[Opening Material for this exercise section]

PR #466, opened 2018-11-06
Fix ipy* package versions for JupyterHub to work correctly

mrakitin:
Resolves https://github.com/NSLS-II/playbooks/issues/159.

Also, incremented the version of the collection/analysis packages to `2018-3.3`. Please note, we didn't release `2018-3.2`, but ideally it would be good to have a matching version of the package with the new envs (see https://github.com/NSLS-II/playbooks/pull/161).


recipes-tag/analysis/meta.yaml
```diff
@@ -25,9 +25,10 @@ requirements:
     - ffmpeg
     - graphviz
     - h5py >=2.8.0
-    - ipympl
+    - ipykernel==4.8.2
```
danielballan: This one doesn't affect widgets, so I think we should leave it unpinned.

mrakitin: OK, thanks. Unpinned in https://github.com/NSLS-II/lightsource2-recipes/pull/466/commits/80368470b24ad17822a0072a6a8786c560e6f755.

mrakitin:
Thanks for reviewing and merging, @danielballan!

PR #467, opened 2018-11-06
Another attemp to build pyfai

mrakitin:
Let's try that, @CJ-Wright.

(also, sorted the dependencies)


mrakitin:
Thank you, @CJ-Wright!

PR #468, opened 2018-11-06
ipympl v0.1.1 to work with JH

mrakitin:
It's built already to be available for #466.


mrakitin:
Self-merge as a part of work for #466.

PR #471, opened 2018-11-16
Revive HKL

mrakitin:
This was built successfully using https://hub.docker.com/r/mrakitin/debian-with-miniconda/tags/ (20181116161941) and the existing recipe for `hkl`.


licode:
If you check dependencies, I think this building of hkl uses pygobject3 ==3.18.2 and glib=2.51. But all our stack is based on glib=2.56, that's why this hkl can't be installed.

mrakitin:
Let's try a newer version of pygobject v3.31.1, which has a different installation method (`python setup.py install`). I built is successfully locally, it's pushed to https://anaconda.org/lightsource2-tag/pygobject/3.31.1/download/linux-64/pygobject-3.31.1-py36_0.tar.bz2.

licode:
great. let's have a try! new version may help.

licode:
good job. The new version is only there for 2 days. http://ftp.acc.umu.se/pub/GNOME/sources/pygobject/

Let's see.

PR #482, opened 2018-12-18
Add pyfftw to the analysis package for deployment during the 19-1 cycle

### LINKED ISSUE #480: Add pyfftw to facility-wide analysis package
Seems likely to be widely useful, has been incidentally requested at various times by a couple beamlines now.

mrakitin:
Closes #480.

[Closing Material for this exercise section]

Exercise goal
Each record is to be restated word for word.

Finished exercise
PR #466, opened 2018-11-06
Fix ipy* package versions for JupyterHub to work correctly

mrakitin:
Resolves https://github.com/NSLS-II/playbooks/issues/159.

Also, incremented the version of the collection/analysis packages to `2018-3.3`. Please note, we didn't release `2018-3.2`, but ideally it would be good to have a matching version of the package with the new envs (see https://github.com/NSLS-II/playbooks/pull/161).


recipes-tag/analysis/meta.yaml
```diff
@@ -25,9 +25,10 @@ requirements:
     - ffmpeg
     - graphviz
     - h5py >=2.8.0
-    - ipympl
+    - ipykernel==4.8.2
```
danielballan: This one doesn't affect widgets, so I think we should leave it unpinned.

mrakitin: OK, thanks. Unpinned in https://github.com/NSLS-II/lightsource2-recipes/pull/466/commits/80368470b24ad17822a0072a6a8786c560e6f755.

mrakitin:
Thanks for reviewing and merging, @danielballan!

PR #467, opened 2018-11-06
Another attemp to build pyfai

mrakitin:
Let's try that, @CJ-Wright.

(also, sorted the dependencies)


mrakitin:
Thank you, @CJ-Wright!

PR #468, opened 2018-11-06
ipympl v0.1.1 to work with JH

mrakitin:
It's built already to be available for #466.


mrakitin:
Self-merge as a part of work for #466.

PR #471, opened 2018-11-16
Revive HKL

mrakitin:
This was built successfully using https://hub.docker.com/r/mrakitin/debian-with-miniconda/tags/ (20181116161941) and the existing recipe for `hkl`.


licode:
If you check dependencies, I think this building of hkl uses pygobject3 ==3.18.2 and glib=2.51. But all our stack is based on glib=2.56, that's why this hkl can't be installed.

mrakitin:
Let's try a newer version of pygobject v3.31.1, which has a different installation method (`python setup.py install`). I built is successfully locally, it's pushed to https://anaconda.org/lightsource2-tag/pygobject/3.31.1/download/linux-64/pygobject-3.31.1-py36_0.tar.bz2.

licode:
great. let's have a try! new version may help.

licode:
good job. The new version is only there for 2 days. http://ftp.acc.umu.se/pub/GNOME/sources/pygobject/

Let's see.

PR #482, opened 2018-12-18
Add pyfftw to the analysis package for deployment during the 19-1 cycle

### LINKED ISSUE #480: Add pyfftw to facility-wide analysis package
Seems likely to be widely useful, has been incidentally requested at various times by a couple beamlines now.

mrakitin:
Closes #480.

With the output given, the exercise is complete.